__Exercise instructions__:
The expected result is every entry, retyped character for character.

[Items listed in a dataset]

= = =

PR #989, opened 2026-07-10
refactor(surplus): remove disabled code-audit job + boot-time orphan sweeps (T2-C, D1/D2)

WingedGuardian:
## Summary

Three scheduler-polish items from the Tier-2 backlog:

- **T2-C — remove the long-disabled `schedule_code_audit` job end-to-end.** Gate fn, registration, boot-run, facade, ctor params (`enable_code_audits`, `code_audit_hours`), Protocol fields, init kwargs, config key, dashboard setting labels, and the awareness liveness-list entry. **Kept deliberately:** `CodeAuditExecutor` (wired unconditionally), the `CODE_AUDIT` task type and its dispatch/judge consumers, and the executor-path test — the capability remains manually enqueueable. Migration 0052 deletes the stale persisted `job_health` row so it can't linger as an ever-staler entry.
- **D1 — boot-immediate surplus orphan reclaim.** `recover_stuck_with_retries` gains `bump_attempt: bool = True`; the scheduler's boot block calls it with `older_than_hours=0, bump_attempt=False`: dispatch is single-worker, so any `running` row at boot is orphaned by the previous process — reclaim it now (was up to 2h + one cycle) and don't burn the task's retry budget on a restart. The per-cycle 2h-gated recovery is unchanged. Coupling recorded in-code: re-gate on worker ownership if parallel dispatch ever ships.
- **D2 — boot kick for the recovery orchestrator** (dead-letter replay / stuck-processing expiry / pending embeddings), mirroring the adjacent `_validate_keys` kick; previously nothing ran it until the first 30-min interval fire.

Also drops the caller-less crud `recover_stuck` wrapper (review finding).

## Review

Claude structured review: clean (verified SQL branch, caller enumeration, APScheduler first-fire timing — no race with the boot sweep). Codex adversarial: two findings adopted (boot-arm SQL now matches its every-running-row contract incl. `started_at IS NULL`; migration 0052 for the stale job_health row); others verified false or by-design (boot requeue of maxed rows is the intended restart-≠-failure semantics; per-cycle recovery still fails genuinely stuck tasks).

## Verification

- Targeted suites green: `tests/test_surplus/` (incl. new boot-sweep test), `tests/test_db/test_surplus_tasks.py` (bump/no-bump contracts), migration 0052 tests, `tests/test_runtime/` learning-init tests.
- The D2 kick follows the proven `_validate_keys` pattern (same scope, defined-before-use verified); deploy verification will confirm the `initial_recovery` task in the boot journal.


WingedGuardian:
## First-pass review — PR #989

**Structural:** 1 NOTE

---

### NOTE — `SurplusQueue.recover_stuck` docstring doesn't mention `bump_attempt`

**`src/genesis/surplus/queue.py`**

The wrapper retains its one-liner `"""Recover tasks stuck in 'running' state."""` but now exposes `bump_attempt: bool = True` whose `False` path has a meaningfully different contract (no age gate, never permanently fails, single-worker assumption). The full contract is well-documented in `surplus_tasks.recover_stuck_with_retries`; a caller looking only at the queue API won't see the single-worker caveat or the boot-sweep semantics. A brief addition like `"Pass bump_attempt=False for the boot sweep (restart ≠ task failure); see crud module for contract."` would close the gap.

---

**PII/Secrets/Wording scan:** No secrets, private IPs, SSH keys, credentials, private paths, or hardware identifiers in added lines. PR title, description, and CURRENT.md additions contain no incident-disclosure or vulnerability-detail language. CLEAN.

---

= = =

__The answer__:
PR #989, opened 2026-07-10
refactor(surplus): remove disabled code-audit job + boot-time orphan sweeps (T2-C, D1/D2)

WingedGuardian:
## Summary

Three scheduler-polish items from the Tier-2 backlog:

- **T2-C — remove the long-disabled `schedule_code_audit` job end-to-end.** Gate fn, registration, boot-run, facade, ctor params (`enable_code_audits`, `code_audit_hours`), Protocol fields, init kwargs, config key, dashboard setting labels, and the awareness liveness-list entry. **Kept deliberately:** `CodeAuditExecutor` (wired unconditionally), the `CODE_AUDIT` task type and its dispatch/judge consumers, and the executor-path test — the capability remains manually enqueueable. Migration 0052 deletes the stale persisted `job_health` row so it can't linger as an ever-staler entry.
- **D1 — boot-immediate surplus orphan reclaim.** `recover_stuck_with_retries` gains `bump_attempt: bool = True`; the scheduler's boot block calls it with `older_than_hours=0, bump_attempt=False`: dispatch is single-worker, so any `running` row at boot is orphaned by the previous process — reclaim it now (was up to 2h + one cycle) and don't burn the task's retry budget on a restart. The per-cycle 2h-gated recovery is unchanged. Coupling recorded in-code: re-gate on worker ownership if parallel dispatch ever ships.
- **D2 — boot kick for the recovery orchestrator** (dead-letter replay / stuck-processing expiry / pending embeddings), mirroring the adjacent `_validate_keys` kick; previously nothing ran it until the first 30-min interval fire.

Also drops the caller-less crud `recover_stuck` wrapper (review finding).

## Review

Claude structured review: clean (verified SQL branch, caller enumeration, APScheduler first-fire timing — no race with the boot sweep). Codex adversarial: two findings adopted (boot-arm SQL now matches its every-running-row contract incl. `started_at IS NULL`; migration 0052 for the stale job_health row); others verified false or by-design (boot requeue of maxed rows is the intended restart-≠-failure semantics; per-cycle recovery still fails genuinely stuck tasks).

## Verification

- Targeted suites green: `tests/test_surplus/` (incl. new boot-sweep test), `tests/test_db/test_surplus_tasks.py` (bump/no-bump contracts), migration 0052 tests, `tests/test_runtime/` learning-init tests.
- The D2 kick follows the proven `_validate_keys` pattern (same scope, defined-before-use verified); deploy verification will confirm the `initial_recovery` task in the boot journal.


WingedGuardian:
## First-pass review — PR #989

**Structural:** 1 NOTE

---

### NOTE — `SurplusQueue.recover_stuck` docstring doesn't mention `bump_attempt`

**`src/genesis/surplus/queue.py`**

The wrapper retains its one-liner `"""Recover tasks stuck in 'running' state."""` but now exposes `bump_attempt: bool = True` whose `False` path has a meaningfully different contract (no age gate, never permanently fails, single-worker assumption). The full contract is well-documented in `surplus_tasks.recover_stuck_with_retries`; a caller looking only at the queue API won't see the single-worker caveat or the boot-sweep semantics. A brief addition like `"Pass bump_attempt=False for the boot sweep (restart ≠ task failure); see crud module for contract."` would close the gap.

---

**PII/Secrets/Wording scan:** No secrets, private IPs, SSH keys, credentials, private paths, or hardware identifiers in added lines. PR title, description, and CURRENT.md additions contain no incident-disclosure or vulnerability-detail language. CLEAN.

---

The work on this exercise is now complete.